Source data: Begin

PR #870, opened 2017-08-17
bf: decode URI in backbeat routes

jonathan-gramain:
URIs received were not decoded at all in backbeat /data and /metadata
routes, so the object key was keeping the encoded characters
as-is. Then the key was applied a second URL encoding pass in the
target URL, leading to the object being replicated with a different
object key.

Fix by applying the same decoding than in S3 server to the original
URL received, with '+' replaced by ' ' prior to decoding
percent-encoded characters.

### DIFF
--- a/tests/functional/raw-node/test/routes/routeBackbeat.js
+++ b/tests/functional/raw-node/test/routes/routeBackbeat.js
@@ -83,6 +83,7 @@ describeSkipIfAWS('backbeat routes:', () => {
     describe('backbeat PUT routes:', () => {
         const testArn = 'aws::iam:123456789012:user/bart';
         const testKey = 'testkey';
+        const testKeyUTF8 = '䆩鈁櫨㟔罳';
         const testData = 'testkey data';
         const testDataMd5 = crypto.createHash('md5')
                   .update(testData, 'utf-8')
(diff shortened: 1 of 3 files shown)


jonathan-gramain:
@ironman-machine try

tests/functional/raw-node/test/routes/routeBackbeat.js
```diff
@@ -119,36 +120,50 @@ describeSkipIfAWS('backbeat routes:', () => {
...
+               key: testKeyUTF8, encodedKey: encodeURI(testKeyUTF8) },
+             { caption: 'with percents and spaces encoded as \'+\' in key',
+               key: '50% full or 50% empty',
+               encodedKey: '50%25+full+or+50%25+empty' },
+            ].forEach(testCase => {
+                it(testCase.caption, done => {
+                    async.waterfall([next => {
+                        makeBackbeatRequest(
+                            { method: 'PUT', bucket: TEST_BUCKET,
+                              objectKey: testCase.encodedKey,
```
philipyoo: Is this variable going to be used in the future? I don't see it being used in `makeRequest` called in `makeBackbeatRequest`

jonathan-gramain: If you're talking about `objectKey`, it's used to make the url path in the body of `makeBackbeatRequest`.

philipyoo: ah missed that, thanks :)

PR #874, opened 2017-08-17
FT: Send key and dataStoreName for putData response

bennettbuchanan:
Depends on https://github.com/scality/backbeat/pull/65.

### DIFF
--- a/lib/routes/routeBackbeat.js
+++ b/lib/routes/routeBackbeat.js
@@ -103,8 +103,6 @@ function putData(request, response, bucketInfo, objMd, log, callback) {
             const dataRetrievalInfo = [{
                 key,
                 dataStoreName,
-                size: payloadLen,
-                start: 0,
             }];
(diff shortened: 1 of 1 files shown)


lib/routes/routeBackbeat.js
```diff
@@ -105,6 +110,7 @@ function putData(request, response, bucketInfo, objMd, log, callback) {
                 dataStoreName,
                 size: payloadLen,
                 start: 0,
+                dataStoreETag: `${partNumber}:${md5}`,
```
rahulreddy: I don't see the value of sending partnumber and md5 from backbeat only to be sent back to backbeat. We can just construct this in BB instead.

bennettbuchanan:
@ironman-machine 
SCALITY_BACKBEAT_BRANCH=ft/add-partNumber-param-to-putData
try

bennettbuchanan:
@ironman-machine try

PR #875, opened 2017-08-17
Forward/rel/6.4

dora-korpar:


dora-korpar:
@ironman-machine try

rahulreddy:
@ironman-machine try

lib/Config.js
```diff
@@ -377,9 +377,15 @@ class Config {
                 'config: invalid host for localCache. host must be a string');
             assert(typeof config.localCache.port === 'number',
                 'config: invalid port for localCache. port must be a number');
+            if (config.localCache.password !== undefined) {
```
ThibaultRiviere: Does `config.localCache.password` can be `undefined` and in this case it's not a problem to set it after ?

package.json
```diff
@@ -58,7 +58,7 @@
     "ft_s3cmd": "cd tests/functional/s3cmd && mocha -t 40000 *.js",
     "ft_s3curl": "cd tests/functional/s3curl && mocha -t 40000 *.js",
     "ft_test": "npm-run-all -s ft_awssdk ft_s3cmd ft_s3curl ft_node",
-    "install_ft_deps": "npm install aws-sdk@2.28.0 bluebird@3.3.1 mocha@2.3.4 mocha-junit-reporter@1.11.1 tv4@1.2.7",
+    "install_ft_deps": "npm install aws-sdk@2.28.0 bluebird@3.3.1 mocha@2.3.4 mocha-junit-reporter@1.11.1 tv4@1.2.7 zombie@5.0.5",
```
LaurenSpiegel: I don't think we need zombie in rel/7.0 or master. It was a dependency for the bucket website tests that we ended up removing through a refactor by @electrachong I believe.

lib/Config.js
rahulreddy: @ThibaultRiviere Redis password is optional, so the config check will apply only when it's defined.

rahulreddy:
@ironman-machine try

rahulreddy:
@ironman-machine try

PR #876, opened 2017-08-18
Add dataStoreName to initMPU md

bennettbuchanan:


lib/data/multipleBackendGateway.js
```diff
@@ -215,9 +215,9 @@ const multipleBackendGateway = {
     },
 
     objectTagging: (method, key, bucket, objectMD, log, cb) => {
-        const location = objectMD.dataStoreName;
+        const location = objectMD.dataStoreName || undefined;
```
bennettbuchanan: Could this instead be `objectMD.controllingLocationConstraint` instead of adding another field `dataStoreName`?

In any case, seems `|| undefined` isn't necessary.

dora-korpar: the `|| undefined` is for backwards compatibility. I'll add a comment. And we use the `dataStoreName` attribute from the putObj and deleteObj APIs. A better fix would be to get rid of the `objectMD.controllingLocationConstraint` param, but it's used for other MPU things, and for the sake of expediency of the fix, I opted for having both.

lib/data/multipleBackendGateway.js
```diff
@@ -215,9 +215,9 @@ const multipleBackendGateway = {
...
         const client = clients[location];
-        if (client[`object${method}Tagging`]) {
+        if (location && client[`object${method}Tagging`]) {
```
rahulreddy: Should this be
```js
if( client && client[`object${method}Tagging`]) {
```
?

lib/data/multipleBackendGateway.js
bennettbuchanan: I was thinking that if `objectMd` does not have the field `dataStoreName`, it will be `undefined` anyway.

rahulreddy:
@ironman-machine try

PR #878, opened 2017-08-23
FIX: return NotImplemented put version to external data

nicolas2bert:
This PR returns error `NotImplemented` when putting a version to external data backend (ie AWS/AZURE)

### DIFF
--- a/lib/api/apiUtils/object/createAndStoreObject.js
+++ b/lib/api/apiUtils/object/createAndStoreObject.js
@@ -16,6 +16,9 @@ const validateWebsiteHeader = require('./websiteServing')
     .validateWebsiteHeader;
 const externalBackends = constants.externalBackends;
 
+const externalVersioningErrorMessage = 'We do not currently support putting ' +
+'a versioned object to a location-constraint of type AWS or Azure.';
+
 
 function _storeInMDandDeleteData(bucketName, dataGetInfo, cipherBundle,
     metadataStoreParams, dataToDelete, deleteLog, requestMethod, callback) {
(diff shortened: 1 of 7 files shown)


lib/api/apiUtils/object/createAndStoreObject.js
```diff
@@ -16,6 +16,9 @@ const validateWebsiteHeader = require('./websiteServing')
     .validateWebsiteHeader;
 const externalBackends = constants.externalBackends;
 
+const externalVersioningErrorMessage = 'For now, not allowed to put version ' +
+'on either AWS or Azure';
```
electrachong: maybe `For now, putting a version is not allowed on AWS or Azure backends` ?

nicolas2bert:
@ironman-machine try

lib/api/apiUtils/object/createAndStoreObject.js
```diff
@@ -120,10 +123,25 @@ function createAndStoreObject(bucketName, bucketMD, objectKey, objMD, authInfo,
             callback(backendInfoObj.err);
         });
     }
+
+    const vcfg = bucketMD.getVersioningConfiguration();
+    const isVersionedObj = vcfg && vcfg.Status === 'Enabled';
+    metadataStoreParams.isVersionedObj = isVersionedObj;
```
electrachong: I'm not 100% convinced we need to attach whether versioning is enabled on the bucket to the `metadataStoreParams` just to pass it back to the api so we don't have to call `bucketMd.getVersioningConfiguration` a second time. The `metadataStoreParams` is typically for storing information in the object's metadata.

If anything, we can store the result of `bucketMD.getVersioningConfiguration()` early in the objectPut api and then pass it directly in the arguments for `createAndStoreObject`, the only other place we are using this variable. You may have to modify the arguments for all the other places createAndStoreObject is used (if it's used anywhere else). But since bucketMD is passed anyway, I don't think it makes much difference if you just call `bucketMd.getVersioningConfiguration()` again. It's up to you!

Do you also have to update copyObject and completeMpu to check if the bucket has versioning enabled and return NotImplemented if the backend is AWS/Azure?

lib/api/apiUtils/object/createAndStoreObject.js
nicolas2bert: Thanks

lib/api/apiUtils/object/createAndStoreObject.js
```diff
@@ -16,6 +16,9 @@ const validateWebsiteHeader = require('./websiteServing')
     .validateWebsiteHeader;
 const externalBackends = constants.externalBackends;
 
+const externalVersioningErrorMessage = 'For now, putting a version is ' +
+'not allowed on AWS or Azure backends';
```
LaurenSpiegel: I would change this to: We do not currently support putting a versioned object to a location-constraint of type AWS or Azure.

nicolas2bert:
@ironman-machine try

PR #879, opened 2017-08-23
Include bucket, object and version counts in reports

RachedBenMustapha:
This change adds object, bucket and version counts to the report handler. Only implemented for bucketfile, which counts by inspecting all keys in the root DB.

Source data: End

_Exercise description_. In the entries above, find each line with the word "ThibaultRiviere" and copy it.

_Expected answer_.
ThibaultRiviere: Does `config.localCache.password` can be `undefined` and in this case it's not a problem to set it after ?
rahulreddy: @ThibaultRiviere Redis password is optional, so the config check will apply only when it's defined.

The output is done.